Другими словами, мисс Брук столь же мало отвечала требованиям мистера Лидгейта, как и требованиям мистера Чичли. Если взглянуть на нее глазами этого последнего – человека зрелого и неспособного изменить давно сложившуюся точку зрения, – то она вообще была ошибкой, призванной подорвать его веру в мудрость Провидения, создающего молоденьких красавиц для того, чтобы они кокетничали с багроволицыми холостяками. Однако Лидгейт еще не достиг такой зрелости, и, возможно, ему предстояли испытания, способные изменить его мнение о том, что следует особенно ценить в женщинах.

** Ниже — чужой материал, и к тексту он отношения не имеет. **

PR #458, opened 2019-10-30
tlvf: CmduMessageRx: automatic tlv parse support 

tomereli:
CmduMessageRx provides a `parse` API which as for now parses only the
CMDU header. Users are then expected to call `addClass` for each TLV manually.
This commit adds support for parse_tlvs option to the class's parse API,
disabled by default for backward compatability:
When parse_tlvs is true, the `parse` API goes through all the TLVs in
the CMDU and calls addClass for each found TLV.
If Unknown TLVs are encountered, addClass<unknownTlv> is called.
Parsing ends successfully only once tlvEndOfMessage is found and added.

This option is intended to be used only for standard CMDUs, such as the
ones defined in the MultiAP and 1905.1a specifications, since it is
using the TLV type for the casting.

Note that for WSC TLV, we support only M1 and M2 which are required by
the MultiAP specification. The two WSC types are differenciated via the
MSG_TYPE attribute. In the future, this will be also handled
automatically by the parser by adding each attribute manually without
using the tlvWscMx.yaml files which are wrong since they assume that the
attributes have to be the same order they are defined in the yaml.

Also add a test in tlvf_test which verifies the new functionality works. No effect on other components.

### DIFF
--- a/framework/tlvf/AutoGenerated/include/tlvf/CmduMessage.h
+++ b/framework/tlvf/AutoGenerated/include/tlvf/CmduMessage.h
@@ -125,6 +125,7 @@ public:
     uint16_t getNextTlvLength() const;
     uint8_t *getNextTlvData() const;
     void swap();
+    bool swap_needed() {return m_swap; }
     bool is_finalized() const { return m_finalized; };
     bool is_swapped() const { return m_swapped; };
     eMessageType getMessageType();
--- a/framework/tlvf/AutoGenerated/include/tlvf/CmduMessage.h
+++ b/framework/tlvf/AutoGenerated/include/tlvf/CmduMessage.h
@@ -55,11 +55,64 @@ public:
 
     static uint16_t getCmduHeaderLength() { return kCmduHeaderLength; }
 
+    /**
+     * @brief Get the Class object at index idx in the all classes array
+     * 
+     * @param idx index in the all classes array
+     * @return std::shared_ptr<BaseClass> to the class object at index idx, nullptr if not found
+     */
     std::shared_ptr<BaseClass> getClass(size_t idx) const;
 
+    /**
+     * @brief Get the (first) Class object
+     * 
+     * @tparam T class template
+     * @return std::shared_ptr<T> to the first object found of type T, nullptr if not found
+     */
+    template <class T> std::shared_ptr<T> getClass() const
+    {
+        for (size_t idx = 0; idx < getClassCount(); idx++) {
+            if (auto c = std::dynamic_pointer_cast<T>(getClass(idx)))
+                return c;
+        }
+        return nullptr;
+    }
+
+    /**
+     * @brief Get a class object of type T in index `idx` in the logical array containing
+     *        all classes of type T.
+     * 
+     * @tparam T class template
+     * @param idx index in the class T array
+     * @return std::shared_ptr<T> to the T class at index `idx` in the class T array
+     */
     template <class T> std::shared_ptr<T> getClass(size_t idx) const
     {
-        return std::dynamic_pointer_cast<T>(getClass(idx));
+        size_t idx_ = 0;
+        for (size_t i = 0; i < getClassCount(); i++) {
+            if (auto c = std::dynamic_pointer_cast<T>(getClass(i))) {
+                if (idx_++ == idx)
+                    return c;
+            }
+        }
+        return nullptr;
+    }
+
+    /**
+     * @brief Get the number of classes of type T
+     * 
+     * @tparam T class template
+     * @return size_t number of classes of type T
+     */
+    template <class T> size_t getClassCount() const
+    {
+        size_t count = 0;
+        for (size_t i = 0; i < getClassCount(); i++) {
+            if (auto c = std::dynamic_pointer_cast<T>(getClass(i))) {
+                count++;
+            }
+        }
+        return count;
     }
 
     size_t getClassCount() const;
--- a/framework/tlvf/AutoGenerated/include/tlvf/CmduMessage.h
+++ b/framework/tlvf/AutoGenerated/include/tlvf/CmduMessage.h
@@ -123,6 +123,7 @@ public:
     bool getNextTlvType(eTlvType &tlvType) const;
     int getNextTlvType() const;
     uint16_t getNextTlvLength() const;
+    uint8_t *getNextTlvData() const;
     void swap();
     bool is_finalized() const { return m_finalized; };
     bool is_swapped() const { return m_swapped; };
--- a/framework/tlvf/AutoGenerated/include/tlvf/CmduMessageRx.h
+++ b/framework/tlvf/AutoGenerated/include/tlvf/CmduMessageRx.h
@@ -12,12 +12,15 @@
 #ifndef _CmduMessageRX_H_
 #define _CmduMessageRX_H_
 
-#include "ieee_1905_1/cCmduHeader.h"
-#include "ieee_1905_1/tlvVendorSpecific.h"
+#include <tlvf/ieee_1905_1/cCmduHeader.h>
+#include <tlvf/CmduMessage.h>
 
-#include "CmduMessage.h"
+#include <list>
+#include <memory>
 
 namespace ieee1905_1 {
+
+class CmduParser;
 
 class CmduMessageRx : public CmduMessage {
 
@@ -25,10 +28,11 @@ public:
     CmduMessageRx();
     CmduMessageRx(CmduMessageRx &original);
     ~CmduMessageRx();
-
-public:
-    std::shared_ptr<cCmduHeader> parse(uint8_t *buff, size_t buff_len, bool swap_needed = true);
+    bool parse(uint8_t *buff, size_t buff_len, bool swap_needed = true, bool parse_tlvs = false);
     CmduMessageRx &operator=(const CmduMessageRx &) = delete;
+
+private:
+    std::list<std::shared_ptr<CmduParser>> parsers_;
 };
 
 }; // close namespace: ieee1905_1
--- a/framework/tlvf/AutoGenerated/include/tlvf/CmduParser.h
+++ b/framework/tlvf/AutoGenerated/include/tlvf/CmduParser.h
@@ -1,0 +1,34 @@
+///////////////////////////////////////
+// AUTO GENERATED FILE - DO NOT EDIT //
+///////////////////////////////////////
+/* SPDX-License-Identifier: BSD-2-Clause-Patent
+ *
+ * Copyright (c) 2016-2019 Intel Corporation
+ *
+ * This code is subject to the terms of the BSD+Patent license.
+ * See LICENSE file for more details.
+ */
+
+#ifndef _CmduParser_H_
+#define _CmduParser_H_
+
+namespace ieee1905_1 {
+
+class CmduMessageRx;
+
+class CmduParser {
+
+public:
+    CmduParser() = delete;
+    CmduParser(CmduMessageRx &cmdu) : cmdu_(cmdu) {}
+    ~CmduParser() {};
+    virtual bool parse() = 0;
+    CmduParser &operator=(const CmduParser &) = delete;
+
+protected:
+    CmduMessageRx &cmdu_;
+};
+
+}; // close namespace: ieee1905_1
+
+#endif //_CmduParser_H_
--- a/framework/tlvf/AutoGenerated/src/CmduMessageRx.cpp
+++ b/framework/tlvf/AutoGenerated/src/CmduMessageRx.cpp
@@ -10,10 +10,15 @@
  */
 
 #include <tlvf/CmduMessageRx.h>
+#include <tlvf/CmduParser.h>
+#include <tlvf/CmduTlvParser.h>
 
 using namespace ieee1905_1;
 
-CmduMessageRx::CmduMessageRx() : CmduMessage() {}
+CmduMessageRx::CmduMessageRx() : CmduMessage()
+{
+    parsers_.emplace_back(std::make_shared<CmduTlvParser>(*this)); // default parser
+}
 
 CmduMessageRx::CmduMessageRx(CmduMessageRx &original) : CmduMessage()
 {
@@ -34,12 +39,7 @@ CmduMessageRx::~CmduMessageRx()
     }
 }
 
-/*
- * TODO
- * change all pointer arguments to const type where applicable
- */
-
-std::shared_ptr<cCmduHeader> CmduMessageRx::parse(uint8_t *buff, size_t buff_len, bool swap_needed)
+bool CmduMessageRx::parse(uint8_t *buff, size_t buff_len, bool swap_needed, bool parse_tlvs)
 {
     reset();
     m_parse       = true;
@@ -49,7 +49,17 @@ std::shared_ptr<cCmduHeader> CmduMessageRx::parse(uint8_t *buff, size_t buff_len
     m_cmdu_header = std::make_shared<cCmduHeader>(buff, buff_len, true, false);
     if (!m_cmdu_header || m_cmdu_header->isInitialized() == false) {
         m_cmdu_header = nullptr;
+        return false;
+    }
+    
+    if (!parse_tlvs)
+        return true;
+
+    for (auto parser : parsers_) {
+        if (parser->parse())
+            return true;
     }
 
-    return m_cmdu_header;
+    
+    return false;
 }
--- a/framework/tlvf/AutoGenerated/src/CmduTlvParser.cpp
+++ b/framework/tlvf/AutoGenerated/src/CmduTlvParser.cpp
@@ -1,0 +1,219 @@
+///////////////////////////////////////
+// AUTO GENERATED FILE - DO NOT EDIT //
+///////////////////////////////////////
+/* SPDX-License-Identifier: BSD-2-Clause-Patent
+ *
+ * Copyright (c) 2016-2019 Intel Corporation
+ *
+ * This code is subject to the terms of the BSD+Patent license.
+ * See LICENSE file for more details.
+ */
+
+#include <tlvf/CmduMessageRx.h>
+#include <tlvf/CmduTlvParser.h>
+#include <tlvf/ieee_1905_1/tlvEndOfMessage.h>
+#include <tlvf/ieee_1905_1/tlvAlMacAddressType.h>
+#include <tlvf/ieee_1905_1/tlvMacAddress.h>
+#include <tlvf/ieee_1905_1/tlvDeviceInformation.h>
+#include <tlvf/ieee_1905_1/tlvDeviceBridgingCapability.h>
+#include <tlvf/ieee_1905_1/tlvNon1905neighborDeviceList.h>
+#include <tlvf/ieee_1905_1/tlv1905NeighborDevice.h>
+#include <tlvf/ieee_1905_1/tlvLinkMetricQuery.h>
+#include <tlvf/ieee_1905_1/tlvTransmitterLinkMetric.h>
+#include <tlvf/ieee_1905_1/tlvReceiverLinkMetric.h>
+#include <tlvf/ieee_1905_1/tlvVendorSpecific.h>
+#include <tlvf/ieee_1905_1/tlvLinkMetricResultCode.h>
+#include <tlvf/ieee_1905_1/tlvSearchedRole.h>
+#include <tlvf/ieee_1905_1/tlvAutoconfigFreqBand.h>
+#include <tlvf/ieee_1905_1/tlvSupportedRole.h>
+#include <tlvf/ieee_1905_1/tlvSupportedFreqBand.h>
+#include <tlvf/ieee_1905_1/tlvPushButtonEventNotification.h>
+#include <tlvf/ieee_1905_1/tlvPushButtonJoinNotification.h>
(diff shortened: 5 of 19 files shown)


framework/tlvf/src/src/CmduMessageRx.cpp
```diff
@@ -31,12 +71,145 @@ CmduMessageRx::~CmduMessageRx()
...
+    if (*wsc->data() == WSC::WSC_MSG_TYPE_M2)
+        return addClass<tlvWscM2>();
+    else
+        return addClass<tlvWscM1>();
+
+    return nullptr;
+}
 
-std::shared_ptr<cCmduHeader> CmduMessageRx::parse(uint8_t *buff, size_t buff_len, bool swap_needed)
+std::shared_ptr<BaseClass> CmduMessageRx::parseNextTlv()
```
LiorAmram: Did you manually write this method.........?

framework/tlvf/src/src/CmduMessageRx.cpp
```diff
@@ -46,7 +219,17 @@ std::shared_ptr<cCmduHeader> CmduMessageRx::parse(uint8_t *buff, size_t buff_len
     m_cmdu_header = std::make_shared<cCmduHeader>(buff, buff_len, true, false);
     if (!m_cmdu_header || m_cmdu_header->isInitialized() == false) {
         m_cmdu_header = nullptr;
+        return false;
+    }
+    
+    if (!parse_tlvs)
+        return true;
+
+    while (auto tlv = parseNextTlv()) {
```
LiorAmram: What does the standard say about additional TLVs after TLV EOM?
I think that if there are additional TLVs the frame is invalid, so it should be checked

framework/tlvf/src/src/CmduMessageRx.cpp
tomereli: No, @Galvien updated tlvf in a different commit which generates the switch statement. I think however that since it is not bound to be changed too often, that we can have it here statically instead of generating it each time.

framework/tlvf/src/src/CmduMessageRx.cpp
tomereli: The standard doesn't say anything about that, but having extraneous data after EOM TLV is fine and actually needed on some occasions, such as small packets (padding). We also saw that almost all golden units have extraneous data after EOM TLVs in some CMDUs, so we certainly shouldn't ignore such CMDUs.

framework/tlvf/AutoGenerated/include/tlvf/CmduMessage.h
```diff
@@ -62,6 +62,15 @@ class CmduMessage {
...
     }
 
+    template <class T> std::shared_ptr<T> getClass() const
+    {
+        for (size_t idx = 0; idx < getClassCount(); idx++) {
+            if (auto c = getClass<T>(idx))
+                return c;
+        }
+        return nullptr;
+    }
```
morantr: Am I missing something here? I don't understand the purpose of this loop.
The routine is looping through all the classes, from class idx=0 to the last class which was added, but return always on the first iteration (idx=0). So isn't it like always `return getClass<T>(0);`.

framework/tlvf/AutoGenerated/include/tlvf/CmduMessageRx.h
```diff
@@ -25,10 +23,12 @@ class CmduMessageRx : public CmduMessage {
...
     ~CmduMessageRx();
-
-public:
-    std::shared_ptr<cCmduHeader> parse(uint8_t *buff, size_t buff_len, bool swap_needed = true);
+    bool parse(uint8_t *buff, size_t buff_len, bool swap_needed = true, bool parse_tlvs = false);
     CmduMessageRx &operator=(const CmduMessageRx &) = delete;
+
+private:
+    std::shared_ptr<BaseClass> parseNextTlv();
+    std::shared_ptr<BaseClass> parseWscTlv();
```
morantr: I wonder if it correct to refer to a specific TLV in that class, and not give it a more general name like "parseAttributesTlv".

framework/tlvf/AutoGenerated/src/CmduMessageRx.cpp
```diff
@@ -34,12 +73,174 @@ CmduMessageRx::~CmduMessageRx()
     }
 }
 
-/*
- * TODO
- * change all pointer arguments to const type where applicable
- */
+#pragma pack(push, 1)
+struct Tlv {
+    protected:
```
morantr: I wonder why did you choose protected and not private? Do you have plans to inherit it?
Same things on the "WSC".

framework/tlvf/AutoGenerated/src/CmduMessageRx.cpp
```diff
@@ -34,12 +73,174 @@ CmduMessageRx::~CmduMessageRx()
...
+        uint8_t tlvType;
+        uint16_t tlvLength;
+
+    public:
+        uint8_t type() { return tlvType; }
+        Tlv *next() { return (Tlv *)((uint8_t *)this + size()); }
+        uint8_t *data() { return (uint8_t *)this + sizeof(Tlv); }
+        size_t size() { return sizeof(Tlv) + ntohs(tlvLength); }
```
morantr: You used here C-style casting. Since you can't use function notation casting on pointers, then the correct way to do it on CPP is with reinterpret_cast.
Same on WSC class, and parseWscTlv().

framework/tlvf/AutoGenerated/src/CmduMessageRx.cpp
```diff
@@ -34,12 +73,174 @@ CmduMessageRx::~CmduMessageRx()
...
+    };
+#pragma pack(pop)
+
+// packed WSC Attribute struct to help in the parsing of the packet
+#pragma pack(push, 1)
+struct Wsc {
```
morantr: A more correct name would be "Attribute" IMO.

framework/tlvf/AutoGenerated/src/CmduMessageRx.cpp
```diff
@@ -34,12 +73,174 @@ CmduMessageRx::~CmduMessageRx()
...
+    protected:
+        uint16_t wsc_type;
+        uint16_t length;
+
+    public:
+        uint16_t type() { return ntohs(wsc_type); }
+        Wsc *next() { return (Wsc *)((uint8_t *)this + size()); }
+        uint8_t *data() { return (uint8_t *)this + sizeof(Wsc); }
+        size_t size() { return sizeof(Wsc) + ntohs(length); }
```
morantr: Isn't `ntohs()` is required only if swap is needed?
Same thing on Tlv struct.

framework/tlvf/AutoGenerated/src/CmduMessageRx.cpp
```diff
@@ -34,12 +73,174 @@ CmduMessageRx::~CmduMessageRx()
...
+std::shared_ptr<BaseClass> CmduMessageRx::parseNextTlv()
+{
+    switch(getNextTlvType())
+    {
+        case (0):{
+        return addClass<tlvEndOfMessage>();
+        }
+        case (1):{
+        return addClass<tlvAlMacAddressType>();
+        }
```
morantr: 1. The clang-format.sh script would force zero indentation between the `switch` and `case`, and put an indentation between the `case` and the case body.
2. The brackets wrapping the tlv type values are redundant and can be removed.
3. the curly brackets can be removed as well because scoping is irrelevant here. It will squeeze the code length so I think it is a good idea.
4. I think it will be better to use the enum of the tlv type instead of an integer, even if it will be needed to create several switch cases for every TlvType enum (eTlvTypeMap/eTlvType). It will be more readable, and the reader will not need to guess of integer '#' is actually represent a specific tlv or not.
If not, at least represent it in hex notation is it will be easier to find.

framework/tlvf/AutoGenerated/src/CmduMessageRx.cpp
```diff
@@ -34,12 +73,174 @@ CmduMessageRx::~CmduMessageRx()
...
+        case (14):{
+        return addClass<tlvAutoconfigFreqBand>();
+        }
+        case (15):{
+        return addClass<tlvSupportedRole>();
+        }
+        case (16):{
+        return addClass<tlvSupportedFreqBand>();
+        }
+        #if 1
```
morantr: why `#if 1` ?

framework/tlvf/AutoGenerated/src/CmduMessageRx.cpp
```diff
@@ -34,12 +73,174 @@ CmduMessageRx::~CmduMessageRx()
...
+        case (161):{
+        return addClass<wfa_map::tlvApCapability>();
+        }
+        default:{
+        return addClass<tlvUnknown>();
+        }
+    }
+}
+
+bool CmduMessageRx::parse(uint8_t *buff, size_t buff_len, bool swap_needed, bool parse_tlvs)
```
morantr, line 42: If you return a bool, you need to check if some places on the code still refer to the previous cmdu_header return value.
For example, on beerocks_message.cpp: print_cmdu_type();

framework/tlvf/AutoGenerated/src/CmduMessageRx.cpp
```diff
@@ -49,7 +250,17 @@ std::shared_ptr<cCmduHeader> CmduMessageRx::parse(uint8_t *buff, size_t buff_len
     m_cmdu_header = std::make_shared<cCmduHeader>(buff, buff_len, true, false);
     if (!m_cmdu_header || m_cmdu_header->isInitialized() == false) {
         m_cmdu_header = nullptr;
+        return false;
+    }
+    
+    if (!parse_tlvs)
+        return true;
+
+    while (auto tlv = parseNextTlv()) {
```
morantr: If there is an error and tlvEndofMessage is not exist, we could get stuck here on an infinite loop. I think you should add stop condition with a maximum number of iteration we would accept, and return false if we reach it.

framework/tlvf/AutoGenerated/src/CmduMessageRx.cpp
```diff
@@ -49,7 +250,17 @@ std::shared_ptr<cCmduHeader> CmduMessageRx::parse(uint8_t *buff, size_t buff_len
...
+        if (std::dynamic_pointer_cast<tlvEndOfMessage>(tlv)) {
```
morantr: I wonder if the dynamic pointer cast could return success if the TLV is not tlvEndOfMessage. I'm not sure.
I would explicitly compare the tlv type to the tlvEndOfMessage type.

morantr (changes requested):

framework/tlvf/AutoGenerated/include/tlvf/CmduMessage.h
tomereli: You are missing something probably, I'll try to explain:
`getClass<T>(idx)` is actually `std::dynamic_pointer_cast<T>(getClass(idx))`.
So, this basically goes through each class in the vector and tries to dynamically cast it to the requested type.

framework/tlvf/AutoGenerated/include/tlvf/CmduMessageRx.h
tomereli: should be a nitpick - but note that this is initial implementation, which will be soon changed:
We will have a parent `CmduParser` class from which the following will derive:
- `TlvParser` which parses 1905 and mAP TLVs
- `WscAttrParser` which parses WSC attributes for WSC TLVs
- `IntelVsParser` which parses Intel Vendor specific messages

So name changes here are irrelevant, since again - they are bound to be changed soon.

framework/tlvf/AutoGenerated/src/CmduMessageRx.cpp
tomereli: Actually I took this from the transport code base, you are right - these can be private, or even public - we can define them as simple structs with functions. I'll change that in a fixup commit.

framework/tlvf/AutoGenerated/src/CmduMessageRx.cpp
tomereli: Accepted. Will change to `reinterpret_cast`.

framework/tlvf/AutoGenerated/src/CmduMessageRx.cpp
tomereli: right - will fix. nice catch.

framework/tlvf/AutoGenerated/src/CmduMessageRx.cpp
tomereli: How about WscAttribute?

framework/tlvf/AutoGenerated/src/CmduMessageRx.cpp
tomereli: This was autogenerated and in the future will be autogenerated during build, so @Galvien please take this into account and fix your script accordingly - see #467

framework/tlvf/AutoGenerated/src/CmduMessageRx.cpp
tomereli: leftovers, will remove it.

framework/tlvf/AutoGenerated/src/CmduMessageRx.cpp
tomereli: Since it passed compilation I didn't bother (and since in most cases it is just used to check if the function call was successful - `if (!parse(...))`) - but i'll double check that I didn't miss other places.

framework/tlvf/AutoGenerated/src/CmduMessageRx.cpp
tomereli: Not needed, we will fail on parseNextTlv() which will reach the end of the buffer. No infinite loop here, error code will be handled internally.

framework/tlvf/AutoGenerated/src/CmduMessageRx.cpp
tomereli: This is exactly what is done in `parseNextTlv()`. It will fail if it is not exactly this class, so no need to do any explicit comparisons.

framework/tlvf/AutoGenerated/include/tlvf/CmduMessage.h
morantr: Then why the `return? it will return in the first iteration, no?
Still, I don't see what benefit it gives to cast it.
Also, I didn't see any use if it.

framework/tlvf/AutoGenerated/src/CmduMessageRx.cpp
morantr: The problem with WSC, it that it is specific to WSC. But theoretically, each tlv could have attributes like WSC. So I think a general name like "attribute" is more fit.

framework/tlvf/AutoGenerated/include/tlvf/CmduMessage.h
tomereli: > It will return in the first iteration, no?

No - `if (auto c = getClass<T>(idx))` will be `true` only if `getClass<T>(idx)` returned none NULL - which means the class at index `idx` is of type `T`.

> Also, I didn't see any use of it.

This is because this PR prepares all that's needed for automatic parsing but doesn't change any logic outside of TLVF to do the automatic parsing. It is used in `tlvf_test`:

```
CmduMessageRx received_message;
received_message.parse(recv_buffer, sizeof(recv_buffer), true, true);
auto tlv1_ = received_message.getClass<tlvNon1905neighborDeviceList>();
  if (!tlv1_)
    errors++;
```

As you can see - this function allows the user to simply call getClass<TYPE> and get nullptr if this TLV was not part of the CMDU, otherwise it returns the class it self already casted.

**Bottom line - this is one of the most important changes in this PR.**

framework/tlvf/AutoGenerated/src/CmduMessageRx.cpp
tomereli: I've decided to go with `wscAttribute`. I don't like to depend on theory, better stick to what we know and have.

framework/tlvf/AutoGenerated/src/CmduMessageRx.cpp
tomereli: I looked and its fine, cmdu_header is only used for checking if the function call was successful.

framework/tlvf/AutoGenerated/include/tlvf/CmduMessage.h
morantr: Thanks for the clarification! I can now understand that the loop will continue to iterate until the class in index `idx` will match to the function template T.
It wasn't so clear at the first look, so thanks.
Ok, but what you do if you have several TLVs from the same type?
For example Channel Selection Response message may contain One or **more** Channel Selection Response TLVs.
So I think you should always iterate from beginning to the end, and when you got a match, push it to std::list<std::shared_ptr<T>> which you will return as the function return value. If the list will be empty, then it means that the TLV was not found.

framework/tlvf/src/src/CmduMessageRx.cpp
LiorAmram: I think that's a bad practice to insert auto generated code into non-auto generated files.
A better approach would be exporting this logic to an external class (which would be autogenerated), and have this class as a member of CmduMessageRx. That way, "parseNextTlv" would only call this class' method.

framework/tlvf/src/src/CmduMessageRx.cpp
```diff
@@ -7,6 +7,45 @@
  */
 
 #include <tlvf/CmduMessageRx.h>
+#include <tlvf/ieee_1905_1/tlvEndOfMessage.h>
```
LiorAmram: Same here, all of these includes don't belong here.
Same external class solution I suggested would solve this as well.

LiorAmram (changes requested):

framework/tlvf/AutoGenerated/include/tlvf/CmduParser.h
```diff
@@ -0,0 +1,34 @@
...
+#define _CmduParser_H_
+
+namespace ieee1905_1 {
+
+class CmduMessageRx;
+
+class CmduParser {
+
+public:
+    CmduParser() = delete;
```
morantr, line 22: AFAIK There is no need to explicitly delete the empty constructor because another constructor is defined and it will be the default constructor. So even if you delete this line, this should get you a compilation error:
```CmduParser parser;```

File: framework/tlvf/AutoGenerated/src/CmduTlvParser.cpp [hunk 16]
```diff
@@ -0,0 +1,219 @@
...
+class wscAttr {
+        uint16_t type_;
+        uint16_t length_;
+    public:
+        uint16_t type(bool swap) { return swap ? ntohs(type_) : type_; }
+        wscAttr *next(bool swap)
+        {
+            return reinterpret_cast<wscAttr*>(reinterpret_cast<uint8_t*>(this) + size(swap));
+        }
+        uint8_t *data() { return reinterpret_cast<uint8_t*>(this) + sizeof(wscAttr); }
```
morantr, line 71: Although I don't agree with it, you defined that the `*` sign shall not be attached to the type.
So it should be `<uint8_t *> ` (with space between)
If the clang-format script would have run on this file, it would have to change it. Just saying... 
This comment apply to several places on this PR.

framework/tlvf/src/src/CmduMessageRx.cpp
tomereli: Fixed in a big fixup splitting to new classes and files. We planned to do that anyway but since you asked so nicely.... :)

framework/tlvf/AutoGenerated/include/tlvf/CmduMessage.h
tomereli: Most of the time you will just look for one class, so always returning a list is an overkill.
Moreover - The user of this API knows in advance if he has more than one element, in this case we will provide an additional API to return the class of type T at index idx.
We currently have such an API but it just tries to cast the class at idx `idx` out of *all classes* into type `T`. I will change it so that it will iterate through all classes, and only those which are of type `T` will be counted for - so it will behave as if there is an array which contains all the classes of type `T` and return the one at index `idx`. See last fixup for this.

framework/tlvf/src/src/CmduMessageRx.cpp
tomereli: Done

morantr (changes requested):

framework/tlvf/AutoGenerated/include/tlvf/CmduParser.h
tomereli: There is no need - in this you are right, but the compilation error, in this case, is more readable and therefore I prefer to keep it. 
It is considered good coding practice to explicitly delete default constructor if it is not used.

framework/tlvf/AutoGenerated/src/CmduTlvParser.cpp
tomereli: The whole of TLVF is not bound to clang format, so it serves little value to do that now.

morantr (approved):

LiorAmram (approved):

Однако ни тому ни другому больше не пришлось встречаться с мисс Брук, пока она еще носила свою девичью фамилию: вскоре после этого обеда она стала миссис Кейсобон и отправилась с мужем в Рим.
Глава XI
Простую речь, обычные дела
Комедия орудьем избрала,
Портрет рисуя верный наших дней:
Глупцы, а не злодеи милы ей.
Бен Джонсон
По правде говоря, Лидгейт уже попал во власть чар девушки, совершенно не похожей на мисс Брук. Впрочем, он не считал, что потерял голову настолько, чтобы влюбиться, хотя и сказал о ней так: «Она сама грация, она прелестна и богато одарена. Вот какой должна быть женщина – она должна вызывать то же чувство, что и чудесная музыка». К некрасивым женщинам он относился, как и к прочим суровым фактам жизни, которые надо философски терпеть и изучать. Но Розамонда Винси была полна поистине музыкального очарования, а когда мужчина встречает женщину, которую он избрал бы в невесты, если бы собирался жениться, то остаться ли ему холостяком или нет, обычно решает она. Лидгейт считал, что в ближайшие годы ему не следует жениться – во всяком случае, до тех пор, пока он не проложит для себя собственную дорогу в стороне от широкого истоптанного пути. Мисс Винси сияла на его горизонте примерно все то время, какое потребовалось мистеру Кейсобону, чтобы обручиться и сыграть свадьбу, но этот ученый джентльмен был богат, он собрал обширный предварительный материал и создал себе ту репутацию, которая предшествует свершению и нередко остается главной частью славы такого человека. Как мы видели, он взял себе жену, чтобы она украсила последнюю четверть его плавания и была маленькой луной, не способной вызвать сколько-нибудь заметные изменения его орбиты. Лидгейт же был молод, беден и честолюбив. Полвека жизни лежало перед ним, а не позади него, и он приехал в Мидлмарч, лелея много планов, исполнение которых не только не должно было сразу принести ему состояние, но даже вряд ли могло обеспечить приличный доход. Если человек в подобных обстоятельствах берет жену, то не для того, чтобы она служила украшением его жизни, в чем Лидгейт был склонен видеть главное назначение жен. Вот это-то после единственного их разговора он и счел изъяном в мисс Брук, несмотря на ее бесспорную красоту. Ее взгляд на мир был лишен истинной женственности. Общество подобной женщины сулило столько же отдыха, как класс шумных мальчишек, которых ты отправляешься учить после трудового дня, вместо того чтобы пребывать в раю, где нежный смех заменяет пение птиц, а синие глаза – безоблачную лазурь небес.